### Material provided
PR #1017, opened 2017-03-06
Add optional kwarg to disable metadata-priority logic

dpkp:
This should not change existing behavior. Intent here is simply to support using ready without the metadata-priority check. This may be useful with group coordinator logic.


dpkp:
These failures are repeatable and very strange...

dpkp:
Failures are from master. Fix pushed there and I'll rebase to get fresh tests here.

PR #1032, opened 2017-03-13
BrokerConnection receive bytes pipe

dpkp:
This is a first step towards #560 . Refactors the internals of BrokerConnection to separate handling network IO from decoding responses. The initial refactor only addresses recv . Refactoring send will be tackled in a separate PR. The eventual goal is to separate the base protocol parser into an isolated class that is completely independent of network IO.


dpkp:
There's a test failure that needs further investigation

PR #1037, opened 2017-03-19
fix AttributeError NoneType thrown by calling consumer subscription

pseudocodes:
when calling consumer.subscription() without subscribe any topic, we got 

```python
  File "/Library/Frameworks/Python.framework/Versions/2.7/lib/python2.7/threading.py", line 810, in __bootstrap_inner
    self.run()
  File "./kafka_consumer.py", line 110, in run
    print consumer.subscription()
  File "/workplace/kafka-python/kafka/consumer/group.py", line 828, in subscription
    return self._subscription.subscription.copy()
AttributeError: 'NoneType' object has no attribute 'copy'
```
this pr just fix the subscription default value


dpkp:
I think the fix will need to be different (see test failures). I'm going to file an issue and close this PR.

PR #1062, opened 2017-03-28
Don't fall into infinite cycle if future is lost during connection loss

sibiryakov:
This is simply it.
Future could be attached to some request and it should fire when response is received. If connection is lost, then request is also lost and cycle in ``KafkaClient.poll()`` will be infinite, causing the whole application to stuck without any ability to recover.

```python
            request = OffsetRequest[0](
                -1, [(topic, [(partition.partition, timestamp, 1) for partition in partitions])]
            )
            future_request = Future()
            _f = self._client.send(node_id, request)
            _f.add_callback(self._handle_offset_response, partitions, future_request)
            _f.add_errback(lambda e: future_request.failure(e))
              # blocks forever, if connection is lost after request is sent
              self._client.poll(future=future_request)
```

I propose to use ``request_timeout_ms`` as a maximum time that could be spend waiting for the future to complete.

### DIFF
--- a/kafka/client_async.py
+++ b/kafka/client_async.py
@@ -489,6 +489,7 @@ class KafkaClient(object):
             timeout_ms = self.config['request_timeout_ms']
 
         responses = []
+        start_loop = time.time()
 
         # Loop for futures, break after first loop if None
         while True:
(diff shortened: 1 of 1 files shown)


dpkp:
Why is this necessary? KafkaClient._poll checks for request timeouts already and will close the connection and cause all pending futures to complete w/ RequestTimedOutError. But maybe I don't fully understand the error case you are seeing?

jeffwidman:
bump @sibiryakov

jeffwidman:
Closing due to inactivity, feel free to re-open @sibiryakov if you can address comments above.

Issue #1050, opened 2017-03-23
Implement `connections_max_idle_ms` in KafkaProducer


jeffwidman:
https://github.com/dpkp/kafka-python/blob/82d50f443e04356b2f051f7476bb4b4f5bd700d2/kafka/producer/kafka.py#L269

Would be useful per my notes in https://github.com/dpkp/kafka-python/issues/849#issuecomment-261415353

Issue #1049, opened 2017-03-23
Implement `connections_max_idle_ms` in KafkaConsumer


jeffwidman:
https://github.com/dpkp/kafka-python/blob/92a66e3009147a9909f32df2adedce831b7fc7fb/kafka/consumer/group.py#L257

Would be useful per my notes in https://github.com/dpkp/kafka-python/issues/849#issuecomment-261415353

PR #1068, opened 2017-04-05
Timeout idle connections via connections_max_idle_ms

### LINKED ISSUE #548: Support connections_max_idle_ms
KafkaClient should disconnect sockets that have not been active for the configured max idle duration.

dpkp:
Fixes #548 #1049 #1050

### DIFF
--- a/kafka/client_async.py
+++ b/kafka/client_async.py
@@ -135,6 +135,7 @@ class KafkaClient(object):
         'bootstrap_servers': 'localhost',
         'client_id': 'kafka-python-' + __version__,
         'request_timeout_ms': 40000,
+        'connections_max_idle_ms': 9 * 60 * 1000,
         'reconnect_backoff_ms': 50,
         'max_in_flight_requests_per_connection': 5,
         'receive_buffer_bytes': None,
@@ -194,6 +195,7 @@ class KafkaClient(object):
         self._wake_r.setblocking(False)
         self._wake_lock = threading.Lock()
         self._selector.register(self._wake_r, selectors.EVENT_READ)
+        self._idle_expiry_manager = IdleConnectionManager(self.config['connections_max_idle_ms'])
         self._closed = False
         self._sensors = None
         if self.config['metrics']:
@@ -291,6 +293,8 @@ class KafkaClient(object):
             if self._sensors:
                 self._sensors.connection_created.record()
 
+            self._idle_expiry_manager.update(node_id)
+
             if 'bootstrap' in self._conns and node_id != 'bootstrap':
                 bootstrap = self._conns.pop('bootstrap')
                 # XXX: make conn.close() require error to cause refresh
@@ -308,7 +312,13 @@ class KafkaClient(object):
                 pass
             if self._sensors:
                 self._sensors.connection_closed.record()
-            if self._refresh_on_disconnects and not self._closed:
+
+            idle_disconnect = False
+            if self._idle_expiry_manager.is_expired(node_id):
+                idle_disconnect = True
+            self._idle_expiry_manager.remove(node_id)
+
+            if self._refresh_on_disconnects and not self._closed and not idle_disconnect:
                 log.warning("Node %s connection failed -- refreshing metadata", node_id)
                 self.cluster.request_update()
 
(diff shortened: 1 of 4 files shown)


jeffwidman:
You have a bunch of `return None` calls... why not just `return`? It's more idiomatic...

dpkp:
I chose `return None` so as to contrast more explicitly with the tuple return value when there is something to expire.

Re consumer and producer, connections are created as needed in normal course. Disconnecting idle connections should not have any impact.

kafka/client_async.py
```diff
@@ -920,6 +943,76 @@ def pop_ready(self):
...
+            del self.lru_connections[conn_id]
+        self.lru_connections[conn_id] = time.time()
+
+    def remove(self, conn_id):
+        if conn_id in self.lru_connections:
+            del self.lru_connections[conn_id]
+
+    def is_expired(self, conn_id):
+        if conn_id not in self.lru_connections:
+            return None
```
jianbin-wei: Should this be False instead of None to be consistent for the return type `bool`?

kafka/client_async.py
```diff
@@ -920,6 +943,76 @@ def pop_ready(self):
...
+            return int((self.next_idle_close_check_time - now) * 1000)
+
+    def update_next_idle_close_check_time(self, ts):
+        self.next_idle_close_check_time = ts + self.connections_max_idle
+
+    def poll_expired_connection(self):
+        if time.time() < self.next_idle_close_check_time:
+            return None
+
+        if not len(self.lru_connections):
```
jianbin-wei: redundant `len()` check:  `if not self.lru_connections:`

kafka/client_async.py
```diff
@@ -920,6 +943,76 @@ def pop_ready(self):
...
+            return float('inf')
+        elif self.next_idle_close_check_time <= now:
+            return 0
+        else:
+            return int((self.next_idle_close_check_time - now) * 1000)
+
+    def update_next_idle_close_check_time(self, ts):
+        self.next_idle_close_check_time = ts + self.connections_max_idle
+
+    def poll_expired_connection(self):
```
jianbin-wei: Personally, I would return an iterator for all expired connections instead of `None`.  In the call to this function, it would iterate through and close them.

kafka/producer/kafka.py
```diff
@@ -266,7 +266,7 @@ class KafkaProducer(object):
         'linger_ms': 0,
         'partitioner': DefaultPartitioner(),
         'buffer_memory': 33554432,
-        'connections_max_idle_ms': 600000,  # not implemented yet
+        'connections_max_idle_ms': 9 * 60 * 1000,  # not implemented yet
```
jianbin-wei: Should remove the "not implemented yet" comment? 😉

jeffwidman: I think there's a similar comment in the consumer that also needs updating

kafka/client_async.py
dpkp: I chose None here to be "falsey" but distinguishable from False since the connection in this case is not "unexpired" but rather "unknown".

kafka/client_async.py
dpkp: true

kafka/client_async.py
dpkp: we could do that, but I chose to stay fairly close to the java client logic just to be safe. I believe this implementation works, and I'm also skeptical that there's much performance optimization to be gained given the relative infrequency with which connection timeouts are likely to occur.

kafka/producer/kafka.py
dpkp: Yes -- this is fixed up in master

kafka/client_async.py
jianbin-wei: I didn't check Java client implementation.  If that is the case, I would also try to be close to Java' client behavior.  It is not to gain performance but convenient.

kafka/client_async.py
jianbin-wei: That can be confusing as the next return is bool type.

In which case that one connection would not be managed by this and None is returned?

PR #1085, opened 2017-04-24
Fix #1083: Deal with brokers that disappear, reappear with different IP address

### LINKED ISSUE #1083: Producer doesn't reconnect if broker goes down, reappears with new IP
I'm using Docker swarm to manage Kafka brokers, so if a broker goes down, swarm will automatically create a new instance in new container. The catch is that the new container will likely have a different IP address from the old one. The issue is this: once that new broker comes up, kafka-python will never connect to it.

Here's an example running on my local machine, where I'm running a single node that can be discovered with 'kafka.local'. I run one Kafka broker which magically sets its advertised.listeners to the container's IP, which in this case was 172.17.0.4 for the old container and 172.17.0.5 for the new one. (both Kakfa and Zookeeper are in the same container, but I'm using a volume to persist their data so clients think it's the same broker when it finally comes back up)

Logs follow.

First, the node goes down and you see a lot of this:
```
2017-04-24T02:55:27.652Z conn.py:211 DEBUG:kafka.conn: <BrokerConnection host=172.17.0.4/172.17.0.4 port=9092>: creating new socket
2017-04-24T02:55:27.652Z sender.py:109 DEBUG:kafka.producer.sender: Node 0 not ready; delaying produce of accumulated batch
2017-04-24T02:55:27.653Z conn.py:295 ERROR:kafka.conn: Connect attempt to <BrokerConnection host=172.17.0.4/172.17.0.4 port=9092> returned error 111. Disconnecting.
2017-04-24T02:55:27.653Z client_async.py:304 WARNING:kafka.client: Node 0 connection failed -- refreshing metadata
2017-04-24T02:55:27.654Z conn.py:211 DEBUG:kafka.conn: <BrokerConnection host=172.17.0.4/172.17.0.4 port=9092>: creating new socket
2017-04-24T02:55:27.655Z sender.py:109 DEBUG:kafka.producer.sender: Node 0 not ready; delaying produce of accumulated batch
2017-04-24T02:55:27.655Z conn.py:295 ERROR:kafka.conn: Connect attempt to <BrokerConnection host=172.17.0.4/172.17.0.4 port=9092> returned error 111. Disconnecting.
2017-04-24T02:55:27.656Z client_async.py:304 WARNING:kafka.client: Node 0 connection failed -- refreshing metadata
2017-04-24T02:55:27.656Z client_async.py:656 ERROR:kafka.client: No nodes found in metadata -- retrying bootstrap
2017-04-24T02:55:27.656Z client_async.py:213 DEBUG:kafka.client: Sleeping 12.6888 before bootstrapping again
```
Meanwhile, we send more messages:
```
2017-04-24T02:55:30.202Z kafka.py:508 DEBUG:kafka.producer.kafka: Sending (key=1 value=1) to TopicPartition(topic='_test-count', partition=0)
```
kafka-python realizes something's terribly wrong and tries bootstrapping again using the original bootstrap_server value, which is good:
```
2017-04-24T02:55:40.355Z client_async.py:223 DEBUG:kafka.client: Attempting to bootstrap via node at kafka.local:9092
2017-04-24T02:55:40.357Z conn.py:211 DEBUG:kafka.conn: <BrokerConnection host=kafka.local/kafka.local port=9092>: creating new socket
2017-04-24T02:55:40.358Z conn.py:281 DEBUG:kafka.conn: <BrokerConnection host=kafka.local/127.0.0.1 port=9092>: established TCP connection
2017-04-24T02:55:40.359Z client_async.py:274 DEBUG:kafka.client: Node bootstrap connected
2017-04-24T02:55:40.362Z conn.py:545 DEBUG:kafka.conn: <BrokerConnection host=kafka.local/127.0.0.1 port=9092> Request 1: MetadataRequest_v1(topics=NULL)
2017-04-24T02:55:40.387Z conn.py:721 DEBUG:kafka.conn: <BrokerConnection host=kafka.local/127.0.0.1 port=9092> Response 1: MetadataResponse_v1(brokers=[(node_id=0, host='172.17.0.5', port=9092, rack=None)], controller_id=0, topics=[(error_code=0, topic='_test-count', is_internal=False, partitions=[(error_code=0, partition=0, leader=0, replicas=[0], isr=[0])]), (error_code=0, topic='aqi-ground-station-raw-data', is_internal=False, partitions=[(error_code=0, partition=0, leader=0, replicas=[0], isr=[0])])])
2017-04-24T02:55:40.388Z cluster.py:272 DEBUG:kafka.cluster: Updated cluster metadata to ClusterMetadata(brokers: 1, topics: 2, groups: 0)
```
It's successful, but the client object doesn't seem to notice:
```
2017-04-24T02:55:40.389Z client_async.py:707 DEBUG:kafka.client: Give up sending metadata request since no node is available
```
And continues doing this forever:
```
2017-04-24T02:55:40.391Z conn.py:211 DEBUG:kafka.conn: <BrokerConnection host=172.17.0.4/172.17.0.4 port=9092>: creating new socket
2017-04-24T02:55:40.392Z sender.py:109 DEBUG:kafka.producer.sender: Node 0 not ready; delaying produce of accumulated batch
2017-04-24T02:55:40.392Z conn.py:295 ERROR:kafka.conn: Connect attempt to <BrokerConnection host=172.17.0.4/172.17.0.4 port=9092> returned error 111. Disconnecting.
2017-04-24T02:55:40.393Z client_async.py:304 WARNING:kafka.client: Node 0 connection failed -- refreshing metadata
2017-04-24T02:55:40.394Z conn.py:211 DEBUG:kafka.conn: <BrokerConnection host=172.17.0.4/172.17.0.4 port=9092>: creating new socket
2017-04-24T02:55:40.395Z sender.py:109 DEBUG:kafka.producer.sender: Node 0 not ready; delaying produce of accumulated batch
2017-04-24T02:55:40.396Z conn.py:295 ERROR:kafka.conn: Connect attempt to <BrokerConnection host=172.17.0.4/172.17.0.4 port=9092> returned error 111. Disconnecting.
```
Another variation of this bug happens when, during bootstrap, the name in bootstrap_servers fails to resolve (socket.gaierror) and comes back up later. The reconnect logic seems complicated though, so I doubt the same fix would work for that.

This is a ship stopper for me (and should be for anyone else who's running Kakfa in docker swarm) so I'm going to start digging in and come up with a fix. Any help would be appreciated though!

originsmike:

### Your goal
In the entries above, the lines from the one bearing "# XXX: make" up to and including the one bearing "idle_disconnect = False" should be transcribed exactly; no other line is wanted.

### Solution
                 # XXX: make conn.close() require error to cause refresh
@@ -308,7 +312,13 @@ class KafkaClient(object):
                 pass
             if self._sensors:
                 self._sensors.connection_closed.record()
-            if self._refresh_on_disconnects and not self._closed:
+
+            idle_disconnect = False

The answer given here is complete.